◆ About this exercise ◆
Locate each line of the material that contains "documentation", then return it.
*** Source data ***
PR #434, opened 2016-10-06
web_m2x_options functionality aligned with the specification

jan-sedivy:
According to the module documentation https://www.odoo.com/apps/modules/8.0/web_m2x_options/
that there should be new options available at the field level called "create" and "create_edit", but there are none such used in the get_search_result(). Instead the function looks for no_create, no_create_edit and no_quick_create not mentioned in the documentation.
On top of it, the condition
if (!no_quick_create && ((m2x_create_undef && can_create) || m2x_create)) {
*** End of Source data ***
◆ Task response ◆
According to the module documentation https://www.odoo.com/apps/modules/8.0/web_m2x_options/
that there should be new options available at the field level called "create" and "create_edit", but there are none such used in the get_search_result(). Instead the function looks for no_create, no_create_edit and no_quick_create not mentioned in the documentation.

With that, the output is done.